# Exercise description
Copy every line from the records below that carries the word "weekday".

# Records for the exercise
-- -- --
PR #589, opened 2022-11-15
Use GitHub deployment status instead of comment test deployments

LukasKalbertodt:
See commits. As per usual with these, I couldn't 100% test it beforehand. So it has to be merged and I will fix any bugs then.


JulianKniephoff (approved):
Cool!

LukasKalbertodt:
For the record, there is still one suboptimal thing about all this: When a PR is closed/merged, the environment is not properly cleaned up. So this list will just grow: https://github.com/elan-ev/tobira/settings/environments
However, that's not really a problem. There is already an issue tracking this: https://github.com/bobheadxi/deployments/issues/118

PR #1481, opened 2025-06-30
Make sidebar navigation sticky (stay in viewport)

### LINKED ISSUE #809: Think about making the desktop-navigation sticky
When scrolling down on a page, the desktop navigation is scrolled outside the viewport. Then there is just empty space on the left, which is unfortunate. One can fix that by making it sticky. For example, adding the following to [this div](https://github.com/elan-ev/tobira/blob/24a33dc60034558c40ba00acad51c387f468f36b/frontend/src/layout/Root.tsx#L39-L43):

```css
position: sticky;
top: 24px;
align-self: flex-start;
```

Already results in this effect:

[2023-05-08 14-28 (Display, OC Studio).webm](https://user-images.githubusercontent.com/7419664/236851530-085cff61-25bf-4c51-a1d5-9208d216aa06.webm)

However, this fails when the navigation is higher than the viewport as then one is unable to ever scroll down to the last elements of the navigation. Of course we need to fix that. Ideally via CSS only. I think ideally the nav should continue to scroll with the page until the bottom part of the nav is visible. Then it should "stick" and stop scrolling. If one could access the height of self, one could do some `calc(100vh - self-height ...)` tricks, essentially setting a negative `top`. Not sure if it's possible. 
There are JS libraries for that but yeah, one would have to see how to best solve this.

Also, assuming we can implement it as described: is this fine for accessibility? As the space is completely unused anyway, I don't think we have the typical "fixed element occluding main content" problem. But we should check of course.

LukasKalbertodt:
Closes #809

I think this improves UX a lot. It's quite annoying to have to scroll back up to see a small navigation, when the screen space is not used for anything else anyway. The hardest part of this was to deal with the case when the navigation is larger than the viewport and thus *has to scroll* somehow to let the user see all of it. There would have been two simpler solutions that had way worse UX though. I think the solution I chose is intuitive and should confuse no user. 

### Technical stuff

As usual with involved implementations, I'm slightly worried that this might break at some point or in special cases. In particular since viewport is hard (dynamic viewport size in mobiles browsers for example). But I tested it fairly thoroughly and the sidebar navigation is not shown on most mobile devices anyway. So I think it's fine. I hope my comments in the code are sufficient to explain what's going on.

This is based on #1477 and thus a draft. But the relevant commit should be fully done.


owi92 (approved):
That's quite nifty.

PR #1484, opened 2025-07-02
Make breadcrumbs show realm path for video/series "not found" page

### LINKED ISSUE #1470: Breadcrumbs incomplete for "video not found" inside realm context
https://tobira.opencast.org/test-videos/v/banana has only two parts in the breadcrumbs: "home" and "video not found". But I would expect the realm "test videos" to appear there so one can easily navigate to it. Exactly like with https://tobira.opencast.org/test-videos/v/F-k7LnqZnEN

LukasKalbertodt:
Fixes #1470


owi92:
Shouldn't this be added for all `not found` pages/realms?

owi92:
Oh really, i was thinking `does-exist/does-exist/does-not`, but I guess then the same applies here? If so, nevermind.

PR #1489, opened 2025-07-03
Improve how Tobira shows dates

### LINKED ISSUE #1274: Show date instead of relative "X years ago" in some cases
From [here](https://github.com/elan-ev/tobira/pull/1273#issuecomment-2460338979):

> > Another comment regarding the date added: When and why did webpages start to display the "... ago" information instead of a date? I mean, there's a calendar symbol right there, so why not use an actual date format? Also, this seems to lead to misinterpretations unless 2010 is 15 years ago:
>
> That particular video is from 2010-01-22, so it's 14 years and 9.5 months ago, which gets rounded up to 15. 
>
> But re main point: for one, you can hover over the "15 years ago" to see the exact date. But secondly, I get your point, I am also sometimes annoyed by these relative dates. They can be handy as well though, especially when you have lots of "somewhat recent" videos. We can certainly change this though, for example everything that's longer than 6 months ago is shown as explicit date? :thinking: 

So yes... what's everyone's preference here? 

I think we shouldn't always show absolute dates: If it's less than a day ago, we would need to show date and time, which means lots of numbers. I think "X hours ago" is way better. Even if the difference is a few days, I think I prefer "X days ago". Otherwise I have to remember the date of today. Beyond that I could be convinced that the absolute day is better. Once the difference is larger than a few years, I am fairly sure the date is more useful than the relative time.

LukasKalbertodt:
Closes #1274

This changes how Tobira displays dates. Before, it was almost always a relative date (34 min ago, 3 weeks ago, 5 years ago). In many situations, especially older dates, that turned out to be not helpful. In the linked issue, we had quite a discussion about how we should change this. This PR implements our decision:

- Less than 60 minutes ago: keep relative time in minutes, e.g. "27 min ago"
- Yesterday, today or tomorrow: show just that word plus time, e.g. "Yesterday at 12:45"
- Current week: show weekday and time, e.g. "Tuesday at 8:00"
- Otherwise: show full date with written out month, e.g. "14 Aug 2019". Include weekday if it's less than 6month ago.

A few other notable changes:
- The date & time format we use (14:00 vs 2:00 pm, 14 Aug 2019 vs Aug 14, 2019, ...) is now chosen based on not only the selected language, but also the browser preference. Say the language "English" is selected in Tobira. Then we check the browser's preferred locales for all locales that are English and then take the first one. So if a user prefers British English, they will get "14 Aug 2019". Before, we did all date formatting with just the language code (e.g. "en") without region information. 
- The date format on the video page below the video was also changed to be the same as everywhere else. Except that time is always shown now (we do have the space for it).
- The layout of items in videolist-blocks changed: before, date and creators were in one line, but allowed to break into two. With this PR, they are always in two lines with date coming first. This makes each item look more like the one next to it, resulting in a slightly cleaner look. Also, creators are now separated by "•" and not "," anymore.

---

To test this, try this SQL script which creates a bunch of videos at different times. Open `/!s/:abcdef-1234` in the browser then.

<details>

```sql
delete from all_events where series = (select id from series where opencast_id = 'abcdef-1234');
delete from all_series where opencast_id = 'abcdef-1234';

insert into all_series (state, opencast_id, read_roles, write_roles, title, updated, created)
values ('ready', 'abcdef-1234', '{ROLE_ANONYMOUS}', '{}', 'DateTime Format Test', now(), now());

with times(time, title) as (values
    (now() + interval '2 years',     'Test: In two years'),
    (now() + interval '3 months',    'Test: In 3 months'),
    (now() + interval '4 days',      'Test: In 4 days'),
    (now() + interval '1 day',       'Test: Tomorrow'),
    (now() + interval '3 hours',     'Test: Today in 3h'),
    (now() + interval '50 minutes',  'Test: Today in 50min'),
    (now(),                          'Test: Now'),
    (now() - interval '2 hours',     'Test: Today 2h ago'),
    (now() - interval '1 day',       'Test: Yesterday'),
    (now() - interval '4 days',      'Test: 4 days ago'),
    (now() - interval '3 months',    'Test: 3 months ago'),
    (now() - interval '2 years',     'Test: 2 years ago')
)
insert into all_events (
    updated, created, start_time, state, opencast_id, series, part_of, is_live,
    read_roles, write_roles, title, duration, creators, metadata,
    thumbnail, tracks, captions, segments
)
select
    times.time,
    times.time,
    times.time,
    'ready',
    gen_random_uuid(),
    (select id from series where opencast_id = 'abcdef-1234'),
    (select opencast_id from series where opencast_id = 'abcdef-1234'),
    liveness.isLive,
    '{ROLE_ANONYMOUS}',
    '{}',
    times.title,
    1234567,
    '{Peter Lustig}',
    '{}',
    'https://tobira-test-oc.ethz.ch/static/mh_default_org/engage-player/60a67a1e-db5e-44a3-99c1-f4732b62e9b1/e13ea462-40f4-48eb-bf22-0a5bf8855109/thumbnail_82983176-86d3-470a-ac95-66a70b60fc15.jpg',
    array[row(
        'https://archive.org/download/BigBuckBunny_124/Content/big_buck_bunny_720p_surround.mp4',
        'presenter/preview',
        'video/mp4',
        '{640, 360}',
        true
    )]::event_track[],
    '{}',
    '{}'
from times, (values (true), (false)) as liveness(isLive)
```

</details>

### DIFF
--- a/frontend/tests/videoPage.spec.ts
+++ b/frontend/tests/videoPage.spec.ts
@@ -10,7 +10,7 @@ test("Video page", async ({ page, standardData, browserName }) => {
         await page.goto("/");
         await page
             .locator("div")
-            .filter({ hasText: /^0:12Video of a Tabby CatGustavo Belemmi\d+ years ago$/ })
+            .filter({ hasText: /^0:12Video of a Tabby Cat.+Gustavo Belemmi$/ })
             .getByRole("link")
             .click();
         await page.waitForSelector("nav");
@@ -63,7 +63,7 @@ test("Video page", async ({ page, standardData, browserName }) => {
         await test.step("Block contains sibling event tile", async () => {
             const siblingEvent = page
                 .locator("div")
-                .filter({ hasText: /^0:12Dual Stream CatsGustavo Belemmi, klimkin\d+ years ago$/ })
+                .filter({ hasText: /^0:12Dual Stream Cats.+Gustavo Belemmiklimkin$/ })
                 .getByRole("link");
             await test.step("Tile links to event", async () => {
                 const siblingId = await siblingEvent.getAttribute("href");


owi92 (approved):
lgtm

PR #1508, opened 2025-08-11
Redesign My Videos/Series lists

owi92:
This is now more in line with search results and will also be used as the base for adding search/filter capabilies to these pages in a follow up commit/PR.

Review commit by commit <sub>(sorry for mono commit, but I don't think this would gain much from splitting it up in multiple chunks)</sub>


owi92:
replaced by #1515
-- -- --
# Completed task
- Current week: show weekday and time, e.g. "Tuesday at 8:00"
- Otherwise: show full date with written out month, e.g. "14 Aug 2019". Include weekday if it's less than 6month ago.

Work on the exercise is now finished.